Finding genetic variants responsible for human disease hiding in universe of benign variants
Klaus Lehnert and Russell Snell, Jessie Jacobsen and Brendan Swan, School of Biological Sciences
Introduction and research
Our programs aim to unravel the genetic basis of human diseases, using new approaches enabled by recent step-changes in genetic sequencing technologies (aka the “$1000 genome”). The human genome comprises 3 billion loci, and individuals typically differ from this ‘reference’ at millions of sites. These differences are the result of a complex interplay between ancient mutations, selection for survival fitness, mating between populations, events of near-extinction, and strong population expansion over the last ~150 years. A constant supply of new mutations creates new variants that are extremely rare. Some of these variants are directly responsible for disease, and others cause genetic diseases in unknown combinations.

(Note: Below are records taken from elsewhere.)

PR #18723, opened 2022-02-02
Make unique index compatible with database without long key support

### LINKED ISSUE #18721: 4.7.0-b2 Update fails with MySQL 5.5
## Expected Behavior
Updating to 4.7.0-b2 via Webupdater shouldnt be a thing

## Current Behavior
Fatal error: 
`matomo/core/Updates/4.7.0-b2.php: Error trying to execute the migration 'ALTER TABLE `matomo_changes` ADD UNIQUE KEY unique_plugin_version_title (`plugin_name`, `version`, `title`);'. The error was: SQLSTATE[42000]: Syntax error or access violation: 1071 Specified key was too long; max key length is 767 bytes`

## Possible Solution
I guess it works with MySQL 5.7, but as 5.5 is still supported in general, it should work

sgiehl:
### Description:

Not sure if that is the most elegant solution. But can't think of something better right now.

fixes #18721

### Review

### DIFF
--- a/core/Db/Schema/Mysql.php
+++ b/core/Db/Schema/Mysql.php
@@ -362,14 +362,14 @@ class Mysql implements SchemaInterface
             'changes'             => "CREATE TABLE `{$prefixTables}changes` (
                                       `idchange` INTEGER UNSIGNED NOT NULL AUTO_INCREMENT,
                                       `created_time` DATETIME NOT NULL,
-                                      `plugin_name` VARCHAR(40) NOT NULL,
+                                      `plugin_name` VARCHAR(60) NOT NULL,
                                       `version` VARCHAR(20) NOT NULL, 
                                       `title` VARCHAR(255) NOT NULL,                                      
                                       `description` TEXT NULL,
                                       `link_name` VARCHAR(255) NULL,
                                       `link` VARCHAR(255) NULL,       
                                       PRIMARY KEY(`idchange`),
-                                      UNIQUE KEY unique_plugin_version_title (`plugin_name`, `version`, `title`(131))                            
+                                      UNIQUE KEY unique_plugin_version_title (`plugin_name`, `version`, `title`(100))                            
                                   ) ENGINE=$engine DEFAULT CHARSET=$charset
             ",
         );
--- a/core/Db/Schema/Mysql.php
+++ b/core/Db/Schema/Mysql.php
@@ -362,14 +362,14 @@ class Mysql implements SchemaInterface
             'changes'             => "CREATE TABLE `{$prefixTables}changes` (
                                       `idchange` INTEGER UNSIGNED NOT NULL AUTO_INCREMENT,
                                       `created_time` DATETIME NOT NULL,
-                                      `plugin_name` VARCHAR(255) NOT NULL,
+                                      `plugin_name` VARCHAR(40) NOT NULL,
                                       `version` VARCHAR(20) NOT NULL, 
                                       `title` VARCHAR(255) NOT NULL,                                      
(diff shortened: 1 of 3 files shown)


MatomoForumNotifications:

https://forum.matomo.org/t/4-7-0-b2-update-fails-with-mysql-5-5/44603/10

core/Db/Schema/Mysql.php
```diff
@@ -362,14 +362,14 @@ public function getTablesCreateSql()
             'changes'             => "CREATE TABLE `{$prefixTables}changes` (
                                       `idchange` INTEGER UNSIGNED NOT NULL AUTO_INCREMENT,
                                       `created_time` DATETIME NOT NULL,
-                                      `plugin_name` VARCHAR(255) NOT NULL,
+                                      `plugin_name` VARCHAR(40) NOT NULL,
```
tsteur: @sgiehl seems in other tables we have a 60 character limit in the DB like `plugin_setting`, `site_setting`. Does it make sense to apple this here as well? We could create a follow up issue for Matomo 5 (to not break anything) to adjust `isValidPluginName` to limit to max 60 characters. Checked our longest plugin name so far is around 30 characters.

core/Db/Schema/Mysql.php
```diff
@@ -362,14 +362,14 @@ public function getTablesCreateSql()
...
                                       `version` VARCHAR(20) NOT NULL, 
                                       `title` VARCHAR(255) NOT NULL,                                      
                                       `description` TEXT NULL,
                                       `link_name` VARCHAR(255) NULL,
                                       `link` VARCHAR(255) NULL,       
                                       PRIMARY KEY(`idchange`),
-                                      UNIQUE KEY unique_plugin_version_title (`plugin_name`, `version`, `title`)                            
+                                      UNIQUE KEY unique_plugin_version_title (`plugin_name`, `version`, `title`(131))
```
tsteur: Should we make this like 100 then? For a title it's already very long.

tsteur (changes requested):

core/Db/Schema/Mysql.php
sgiehl: the developer docs say the max length should be 40. But we can also use 60. No preference there.

core/Db/Schema/Mysql.php
sgiehl: If we extend the plugin name to `60`, guess we can also lower the title to `100`

core/Db/Schema/Mysql.php
tsteur: OK we can leave it at 40. I will create a follow up issue then to change the other columns to 40 as well.

tsteur: or maybe let's use 60 @sgiehl for consistency with the other tables. I'm sure it be fine to use 40, but better have consistency for now. I created follow up issue for Matomo 5 to decide on a number.

bx80 (approved):
I've tested the update and it works without issues for me. The plugin_name column length is adjusted and the index is recreated correctly.

core/Db/Schema/Mysql.php
bx80: I've updated the plugin_name length to 60

core/Db/Schema/Mysql.php
bx80: I've updated the title index limit to 100

MatomoForumNotifications:

https://forum.matomo.org/t/does-4-71-fix-the-fatal-sql-error-on-upgrade-using-mysql-version-5-5/44656/2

We combine classical genetics approaches with genome sequencing to identify potentially disease-causing variants for experimental validation. One of our focus areas are neurological diseases, and we started a large project to understand the genetic nature of autism- spectrum disorders (www.mindsforminds.org.nz/), an often debilitating neurodevelopmental condition with increasing prevalence in all human populations. We expect that identification of genetic mutations will help us to better understand the disease process and identify new targets for therapeutic intervention. We take similar approaches to support mutation discovery in clinical research in collaboration with ADHB.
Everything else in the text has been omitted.